By Olaf Kosinsky [CC BY-SA 3.0 de], from Wikimedia Commons [Bild zugeschnitten]

Berlin. Bundesjustizministerin Katarina Barley (SPD) hat ihre Forderung nach einer verpflichtenden Frauenquote für den Bundestag erneuert. „Der aktuelle Frauenanteil im Bundestag von 30% ist für das Jahr 2018 beschämend“, kritisierte Barley am Dienstag auf Twitter. Sie sieht nun den Gesetzgeber gefordert, um für mehr weibliche Abgeordnete zu sorgen.

Enthüllungen über die ÖVP

— Katarina Barley (@katarinabarley) 18. September 2018

„Frauenfrage“ zentrales Thema einer Wahlrechtsreform

Die aktuelle Situation sei „ein fatales Signal für die Gleichstellung von Frauen in unserem Land“, sagte die SPD-Ministerin dem Spiegel. Bereits zuvor hatte die SPD-Bundestagsfraktion in einer Resolution gefordert, die „Frauenfrage“ zum zentralen Thema einer Wahlrechtsreform zu machen.

Unterstützt wird die SPD dabei auch aus den Reihen der Union. Die Integrationsbeauftragte der Bundesregierung und Vorsitzende der Frauen-Union der CDU, Annette Widmann-Mauz, betonte etwa: „Ich sage ganz klar: Das The­ma Pa­ri­tät muss bei ei­ner Wahl­rechts­re­form Eingang fin­den.“ Aus diesem Grund fordert sie schnelle Maßnahmen, damit am Ende der Legislaturperiode eine Lösung bereitsteht.

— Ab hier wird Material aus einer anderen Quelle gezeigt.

PR #1713, opened 2024-08-02
[Snapshot] should return success only for 2xx statuses when creating image from URL

SvartMetal:


cloud/disk_manager/internal/pkg/dataplane/url/common/http_client.go
```diff
@@ -112,6 +112,35 @@ func (l *loggerWithURLReplaced) Error(msg string, keysAndValues ...interface{})
 
 ////////////////////////////////////////////////////////////////////////////////
 
+func checkFor4xxOr5xxStatusCode(statusCode int) error {
```
budevg, line 115: maybe instead of `checkFor4xxOr5xxStatusCode` you can name it `checkHttpStatus` or `checkHttpErrorStatus`

cloud/disk_manager/internal/pkg/dataplane/url/common/http_client.go
```diff
@@ -174,19 +203,16 @@ func (c *httpClient) head(
...
-	if resp.StatusCode >= 400 && resp.StatusCode <= 499 {
-		return nil, NewSourceNotFoundError("http code %d", resp.StatusCode)
+	err = checkFor4xxOr5xxStatusCode(resp.StatusCode)
+	if err != nil {
+		return nil, err
 	}
 
-	if resp.StatusCode >= 500 && resp.StatusCode <= 599 {
-		return nil, errors.NewRetriableErrorf("http code %d", resp.StatusCode)
+	if resp.StatusCode >= 200 && resp.StatusCode <= 299 {
```
budevg, line 211: why not do this check inside `checkHttpStatus` and return nil if status is 2xx and error in other cases

budevg (changes requested):

cloud/disk_manager/internal/pkg/dataplane/url/common/http_client.go
SvartMetal: good point

fixed

budevg (approved):

BarkovBG (approved):

budevg (approved):

PR #1790, opened 2024-08-13
issue-1588: fix and enable csi sanity tests for NodeGetVolumeStats

antonmyagkov:


cloud/blockstore/tools/csi_driver/internal/driver/node.go
```diff
@@ -687,17 +687,62 @@ func logVolume(volumeId string, format string, v ...any) {
 	log.Printf("[v=%s]: %s", volumeId, msg)
 }
 
+func (s *nodeService) doesVolumeExist(
```
budevg, line 690: better name could be `hasVolume` or `volumeExists`

cloud/blockstore/tools/csi_driver/internal/driver/node.go
```diff
@@ -687,17 +687,62 @@ func logVolume(volumeId string, format string, v ...any) {
...
+	ctx context.Context,
+	volumeId string) bool {
+
+	describeVolumeRequest := &nbsapi.TDescribeVolumeRequest{
+		DiskId: volumeId,
+	}
+
+	_, err := s.nbsClient.DescribeVolume(ctx, describeVolumeRequest)
```
budevg, line 698: better check specific error for disk not exist and return error if there is unrelated error

there is function `IsDiskNotFoundError` here that might help https://github.com/ydb-platform/nbs/blob/users/myagkov/issue-1588-fix-csi-sanity-tests/cloud/disk_manager/internal/pkg/clients/nbs/client.go#L358

budevg (changes requested):

cloud/blockstore/tools/csi_driver/internal/driver/node.go
antonmyagkov: I decided to remove this function(and similar function in controller.go). it returns true/false however it's a three possible states in fact: volume exists, volume doesn't exist and unknown.
It's a bit more code now but handling of the error is not subtle anymore

cloud/blockstore/tools/csi_driver/internal/driver/node.go
antonmyagkov: Done

1. I moved IsDiskNotFoundError implementation to cloud/blockstore/public/sdk/go/client/client.go as I don't want to spread "hacky" implementation of this function in different modules.
2. cloud/disk_manager/internal/pkg/clients/nbs/client.go contains wrapper for IsDiskNotFoundError as I don't want to expose import of cloud/blockstore/public/sdk/go/client/client.go in other disk manager modules(e.g. cloud/disk_manager/internal/pkg/services/pools/rebase_overlay_disk_task.go)

budevg (approved):

drbasic (approved):

Issue #1350, opened 2024-06-05
[Filestore] Multitablet filesystems


qkrorlqr:
Right now one FS == one IndexTablet which is a bottleneck for:
* fetching and updating block layer index info upon read and write requests - severely limits our read/write IOPS
* fetching and updating byte layer data upon unaligned read and write requests
* processing file metadata requests like open/close/stat/create/delete

It's also a limiting factor for max FS size because a single tablet needs to be able to store the whole block layer index - this index can't be too big. In fact handling a 100+TiB FS is a challenge already.

We need to be able to provide linear scalability for FS size and single file-level ops:
* any kind of file IO
* open/close/stat calls

The suggested solution is to make N + 1 tablets for a single FS where N will be determined based on the FS size upon FS creation. First versions may even require manual creation of the additional N tablets. 1 tablet would store the directory inodes and node refs. The refs which point to file inodes would point to other N tablets which would store all files directly under the root, the names of the node refs in their root directories may simply be guids.

Technically, file creation and deletion would cause a multi-tablet transaction, but it won't be hard to implement - we don't need a full 2PC here and we can also keep a cache of pre-created 0-size files to be able to serve creation requests without a multi-tablet transaction. Deletion can be served asynchronously - the client wouldn't be able to find a file which was deleted after we delete its last node ref (if there are no open file handles) - so there is no need for a real synchronous multi-tablet transaction here either. Again, the first version doesn't need to have those optimizations and can simply handle multi-tablet transactions in the following way:
1. in addition to modifying the node refs table we should also add an entry about the requested op (create/delete node) to a log table
2. as long as we have op entries in the log table we should repeatedly retry those ops - as soon as an op completes, it should be deleted from that table.
3. the client (TStorageServiceActor) should return proper error code if it sees a mismatch between a node ref and a node (e.g. a ref to a not-yet-created node should be treated as if the file doesn't exist - ENOENT)

What needs to be done in the first version:
1. support external node references - node refs may point to either node ids local to the tablet or pairs <tabletId, nodeName> for external node references
2. support external inodes in TStorageServiceActor - it should be ready to receive a node ref in the form of <tabletId, nodeName> in response to its requests which work with file inodes and perform a second request to tabletId - handleId -> <tabletId, nodeName (or nodeId)> cache should be implemented in the first version I suppose
3. support tablet relations configuration - there should be an ability to tell a tablet to create file inodes in a bunch of other tablets
4. support the ability to create/delete external inodes

[...]

PR #1801, opened 2024-08-15
issue-1350: restoring follower sessions after follower restarts

qkrorlqr:
There is an object called "session" which corresponds to an active FS endpoint of a single VM - the session object stores that VM's locks and open file descriptors (file handles). A session exists in the leader tablet for each VM that has this FS attached and a session exists for each shard tablet as well. If a tablet restarts, it restores all sessions from persistent storage and launches a 5 minute timer waiting for a heartbeat (TCreateSessionRequest) from the client - if the heartbeat doesn't arrive, the session is deleted. If the leader restarts, each client reestablishes the connection to the leader and sends that heartbeat which causes all sessions - in the leader and in the shards - to be renewed. But if a shard restarts, the session in the shard won't receive a heartbeat until either the leader restarts or the client issues a request (any request) to that shard. If a client doesn't issue any requests to some shard within 5 minutes from the shard's restart, its session is deleted and all file descriptors for that client are closed causing subsequent EBADFs (E_FS_BADHANDLE).

The leader now regularly describes follower sessions. If some sessions are not found in some follower, the leader recreates those sessions in that follower. Session sync period is equal to IdleSessionTimeout / 3. I will make a separate config setting for this timeout in my next PR.

#1350

### DIFF
--- a/cloud/filestore/libs/storage/tablet/tablet_actor_cleanupsessions.cpp
+++ b/cloud/filestore/libs/storage/tablet/tablet_actor_cleanupsessions.cpp
@@ -1,5 +1,8 @@
 #include "tablet_actor.h"
 
+#include <cloud/filestore/libs/storage/api/tablet_proxy.h>
+#include <cloud/filestore/private/api/protos/tablet.pb.h>
+
 #include <contrib/ydb/library/actors/core/actor_bootstrapped.h>
 
 namespace NCloud::NFileStore::NStorage {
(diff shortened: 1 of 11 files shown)


cloud/filestore/libs/storage/tablet/tablet_actor_cleanupsessions.cpp
```diff
@@ -11,13 +14,220 @@ namespace {
...
+        LogTag.c_str(),
+        msg->Info.FollowerId.c_str(),
+        msg->Info.SessionCount,
+        FormatError(msg->GetError()).c_str());
+
+    if (HasError(msg->GetError())) {
+        Error = msg->GetError();
+    }
+
+    Follower2Info[msg->Info.FollowerId] = std::move(msg->Info);
```
debnatkh, line 167: TABLET_VERIFY на индекс?

cloud/filestore/libs/storage/tablet/tablet_private.h
```diff
@@ -25,6 +26,7 @@ namespace NCloud::NFileStore::NStorage {
 #define FILESTORE_TABLET_REQUESTS_PRIVATE_ASYNC(xxx, ...)                      \
     xxx(Compaction,                             __VA_ARGS__)                   \
     xxx(CollectGarbage,                         __VA_ARGS__)                   \
+    xxx(SyncSessions,                        __VA_ARGS__)                      \
```
debnatkh, line 29: поехало

debnatkh (approved):

yegorskii (approved):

Verfassungsrechtler zweifeln

An der Wahlrechtsform arbeiten derzeit Abgeordnete aller im Bundestag vertretenden Parteien. Wie die Zeit berichtet, bezweifeln Verfassungsrechtler jedoch, „ob der Gesetzgeber eine Vorauswahl der Abgeordneten treffen darf“. Sie sehen darin einen Verstoß gegen die Wahlfreiheit. Bisherige Versuche sind deshalb in der Vergangenheit gescheitert. Um dieses rechtliche Problem zu umgehen, diskutieren Befürworter derzeit ein Quotensystem für die Wahllisten der Parteien.